Task to carry out. When the line containing "- Note: The file" appears in the entries below, begin printing there and stop after the line containing "jmrossy, line 8: What"; print each of those lines exactly and no other line.

§

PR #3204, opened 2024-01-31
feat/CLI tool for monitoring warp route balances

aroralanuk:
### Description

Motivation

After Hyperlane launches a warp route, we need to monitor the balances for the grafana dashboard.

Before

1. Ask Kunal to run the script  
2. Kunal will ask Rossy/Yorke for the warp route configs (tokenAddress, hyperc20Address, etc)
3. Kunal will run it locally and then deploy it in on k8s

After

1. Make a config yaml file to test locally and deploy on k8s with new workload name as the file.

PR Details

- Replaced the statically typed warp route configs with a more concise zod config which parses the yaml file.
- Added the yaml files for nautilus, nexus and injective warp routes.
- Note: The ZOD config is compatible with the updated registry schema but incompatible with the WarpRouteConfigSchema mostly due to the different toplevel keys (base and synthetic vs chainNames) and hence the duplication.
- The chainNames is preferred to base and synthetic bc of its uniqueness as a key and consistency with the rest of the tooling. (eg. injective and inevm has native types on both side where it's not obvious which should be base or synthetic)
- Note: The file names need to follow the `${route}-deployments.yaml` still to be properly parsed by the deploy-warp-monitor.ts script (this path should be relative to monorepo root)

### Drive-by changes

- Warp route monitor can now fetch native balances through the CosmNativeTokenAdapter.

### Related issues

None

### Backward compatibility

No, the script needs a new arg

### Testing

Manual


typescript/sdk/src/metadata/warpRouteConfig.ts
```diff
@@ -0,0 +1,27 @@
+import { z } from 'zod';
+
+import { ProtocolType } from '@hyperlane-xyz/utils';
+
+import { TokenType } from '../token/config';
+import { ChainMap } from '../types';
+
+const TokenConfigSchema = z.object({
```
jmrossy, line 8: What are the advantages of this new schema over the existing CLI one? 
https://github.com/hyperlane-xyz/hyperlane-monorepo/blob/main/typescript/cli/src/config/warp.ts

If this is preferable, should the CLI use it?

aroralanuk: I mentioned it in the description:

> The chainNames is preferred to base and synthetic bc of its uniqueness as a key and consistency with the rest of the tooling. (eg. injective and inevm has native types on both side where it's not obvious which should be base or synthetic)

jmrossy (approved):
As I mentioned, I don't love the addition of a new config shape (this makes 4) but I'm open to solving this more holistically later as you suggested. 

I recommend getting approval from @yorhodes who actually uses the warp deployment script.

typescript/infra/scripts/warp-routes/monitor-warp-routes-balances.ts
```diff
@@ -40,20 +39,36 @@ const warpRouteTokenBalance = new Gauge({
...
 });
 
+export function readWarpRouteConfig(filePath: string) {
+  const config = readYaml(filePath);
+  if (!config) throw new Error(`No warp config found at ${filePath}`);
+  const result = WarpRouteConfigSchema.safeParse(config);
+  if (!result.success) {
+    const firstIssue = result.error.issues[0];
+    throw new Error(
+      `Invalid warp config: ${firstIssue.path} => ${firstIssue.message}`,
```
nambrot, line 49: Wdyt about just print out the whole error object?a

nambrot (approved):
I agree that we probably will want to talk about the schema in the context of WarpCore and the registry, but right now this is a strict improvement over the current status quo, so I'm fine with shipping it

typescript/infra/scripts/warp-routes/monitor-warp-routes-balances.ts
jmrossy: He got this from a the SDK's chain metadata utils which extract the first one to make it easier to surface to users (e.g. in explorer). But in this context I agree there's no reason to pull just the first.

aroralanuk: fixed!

§

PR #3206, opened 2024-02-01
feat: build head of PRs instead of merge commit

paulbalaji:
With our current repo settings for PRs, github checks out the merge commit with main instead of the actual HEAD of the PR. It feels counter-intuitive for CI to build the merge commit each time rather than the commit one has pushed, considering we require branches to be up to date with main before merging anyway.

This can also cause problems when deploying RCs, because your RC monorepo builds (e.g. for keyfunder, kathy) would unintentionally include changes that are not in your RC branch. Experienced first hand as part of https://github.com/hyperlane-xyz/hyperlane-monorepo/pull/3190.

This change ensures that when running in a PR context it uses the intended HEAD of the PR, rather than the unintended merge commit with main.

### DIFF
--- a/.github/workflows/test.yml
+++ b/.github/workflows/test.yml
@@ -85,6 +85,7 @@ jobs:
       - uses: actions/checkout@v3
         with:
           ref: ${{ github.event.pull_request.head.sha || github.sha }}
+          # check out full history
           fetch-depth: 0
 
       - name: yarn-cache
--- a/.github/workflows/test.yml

§

Your response.
- Note: The file names need to follow the `${route}-deployments.yaml` still to be properly parsed by the deploy-warp-monitor.ts script (this path should be relative to monorepo root)

### Drive-by changes

- Warp route monitor can now fetch native balances through the CosmNativeTokenAdapter.

### Related issues

None

### Backward compatibility

No, the script needs a new arg

### Testing

Manual


typescript/sdk/src/metadata/warpRouteConfig.ts
```diff
@@ -0,0 +1,27 @@
+import { z } from 'zod';
+
+import { ProtocolType } from '@hyperlane-xyz/utils';
+
+import { TokenType } from '../token/config';
+import { ChainMap } from '../types';
+
+const TokenConfigSchema = z.object({
```
jmrossy, line 8: What are the advantages of this new schema over the existing CLI one? 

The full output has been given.